1. a kind of convolutional neural networks gaze estimation method based on attention mechanism, which comprises the following steps:

Step 3: the image being truncated to is standardized；

Step 4: the convolutional neural networks that the image after standardization is sent into attention mechanism being returned, are estimated Sight angle coordinate.

2. a kind of convolutional neural networks gaze estimation method based on attention mechanism according to claim 1, feature It is:

Described image standardization is the affine transformation by image, and image is transformed into a standardized camera space, In this standardization camera space, as the head of the people in all images with the distance of camera is, and head pose It is the same.

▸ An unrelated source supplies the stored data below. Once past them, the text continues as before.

PR #1230, opened 2024-04-23
fs: Use branchless code

alejandro-colomar:
That branch was to avoid an infinite loop on the slash.  However, we can achieve the same by using a +1 to make sure we advance at least 1 byte in each iteration.

Cc: @ac000

### DIFF
--- a/src/nxt_fs.c
+++ b/src/nxt_fs.c
@@ -23,11 +23,7 @@ nxt_fs_mkdir_all(const u_char *dir, mode_t mode)
     start = (char *) dir;
 
     while (*start != '\0') {
-        if (*start == '/') {
-            *dst++ = *start++;
-        }
-
-        end = strchr(start, '/');
+        end = strchr(start + 1, '/');
         if (end == NULL) {
             end = ((char *)dir + dirlen);
         }


alejandro-colomar:
Not tested.

alejandro-colomar:
> On the face of it change looks good.
> 
> As an aside I created a new git/github workflow document (Dan's OK'd it, just hasn't been _publicly_ released yet) anyway the point is in it I recommend to use lower case for the topic(s), some look weird capitalised and some simply shouldn't be. It also matches other projects...

Okay; both styles are similarly wide spread.  In the Linux man-pages, Michael's rule was that commit messages, when removing the prefix, should be correct English sentences (except that we omit the trailing period), but of course it's arbitrary to omit the period but not omit the capital, so I guess also omitting the capital is fine.

I'll adapt the patch.

alejandro-colomar:
v1b changes:

-  lowcase

```
$ git range-diff master gh/mkdirp mkdirp 
1:  77340b39 ! 1:  88ddba5e Fs: Use branchless code
    @@ Metadata
     
      ## Commit message ##
    -    Fs: Use branchless code
    +    Fs: use branchless code
     
         That branch was to avoid an infinite loop on the slash.  However, we can
         achieve the same by using a +1 to make sure we advance at least 1 byte
```

ac000:
Heh, you've mis-understood.

It's the **topics(s)** that should be lower case, I.e

```
fs: Use branchless code
```

ac000:
Tested with cgroups and isolation/rootfs (hopefully the pytests also tested it!)

```
Tested-by: Andrew Clayton <a.clayton@nginx.com>
```

alejandro-colomar:
> Heh, you've mis-understood.
> 
> It's the **topic(s)** that should be lower case, I.e
> 
> ```
> fs: Use branchless code
> ```

Ahh, yup!  That sounds much better!!  I never understood why one would sentence-case a prefix :)

alejandro-colomar:
> Tested with cgroups and isolation/rootfs (hopefully the pytests also tested it!)
> 
> ```
> Tested-by: Andrew Clayton <a.clayton@nginx.com>
> ```

Lovely!  Thanks.

alejandro-colomar:
v1c changes:

-  case
-  tested

```
$ git range-diff master gh/mkdirp mkdirp 
1:  88ddba5e ! 1:  163309e0 Fs: use branchless code
    @@ Metadata
     
      ## Commit message ##
    -    Fs: use branchless code
    +    fs: Use branchless code
     
         That branch was to avoid an infinite loop on the slash.  However, we can
         achieve the same by using a +1 to make sure we advance at least 1 byte
         in each iteration.
     
    +    Tested-by: Andrew Clayton <a.clayton@nginx.com>
     
      ## src/nxt_fs.c ##
```

alejandro-colomar:
Closing in favour of <https://github.com/nginx/unit/pull/1235>

PR #1237, opened 2024-04-29
No need to explicitly set -fno-strict-aliasing in the wasm module now

ac000:
Since commit 0b5223e1c ("Disable strict-aliasing in clang by default") we explicitly always build with -fno-strict-aliasing so there's no need to set it independently in auto/modules/wasm


hongzhidao (approved):

ac000:
Rebased with master

PR #1256, opened 2024-05-09
Add unitctl build and release CI

arbourd:
Adds a GitHub Actions workflow that builds and releases `unitctl` binaries when a tag prefixed with `unitctl/` is pushed.

Binaries are built on pull-requests that change any files within `tools/unitctl`, on `master` branch pushes and when `unitctl/` prefixed tags are pushed.

Screenshot 2024-05-09 at 2 30 03 PM

### DIFF
--- a/.github/workflows/unitctl.yml
+++ b/.github/workflows/unitctl.yml
@@ -1,0 +1,132 @@
+
+name: unitctl
+
+on:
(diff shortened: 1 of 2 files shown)


arbourd:
Accidentally pushed to wrong remote, brb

3. a kind of convolutional neural networks gaze estimation method based on attention mechanism according to claim 2, feature It is:

Described image standardization includes that there are three steps:

Step 1: using camera coordinates system as world coordinate system, it is known that eyes centre coordinate e_cWith head pose spin matrix R, first will Camera, which is rotated to the z-axis of camera, is directed at two centers；This step need to only allow camera z-axis to be aligned eyes centre coordinate e_c, can must revolve Camera z-axis after turning is r_z=e_c/||e_c||；

Step 2: it is in the same plane that camera around z-axis rotates the x-axis to the x-axis of camera and head pose；Due to head pose X-axis be known quantity, be head pose spin matrix R first row R_x, to allow postrotational camera x-axis r_xAnd R_xPositioned at same Plane then needs to meet postrotational camera y-axis r_yPerpendicular to this plane；R again_yPerpendicular to postrotational camera z-axis r_z, therefore, r_y It can be by R_xAnd r_zCross product acquire: r_y=R_x×r_z；r_xIt can be by r_yAnd r_zCross product acquire: r_x=r_y×r_z；Then, camera is obtained Spin matrix R_c=[r_x,r_y,r_z]；

Step 3: the distance at standardization eyes center to image center；This step can be realized by scaling the z-axis of camera, that is, be defined One scaling matrix S=diag (1,1, d/ | | e_c| |), wherein d is standardization distance of the eyes center to image center.

4. a kind of convolutional neural networks gaze estimation method based on attention mechanism according to claim 1, feature It is:

The attention power module of the convolutional neural networks of the attention mechanism is made of binary channels；

Upper layer is known as main channel, by CNN module composition；

Lower layer is known as mask channel, is bottom-up-top-down hourglass network.

5. a kind of convolutional neural networks gaze estimation method based on attention mechanism according to claim 4, feature It is:

For an input picture I, remember that the output of main channel is F (I), the output in mask channel is A (I), then pays attention to power module Output M (I) can be obtained according to the dot product of F (I) and A (I): M_c(I)=F_c(I)+F_c(I)·A_c(I)；

In formula: F_c(I) c-th of channel of F (I), A are indicated_c(I) c-th of channel of A (I), the point of symbol representing matrix are indicated Multiply.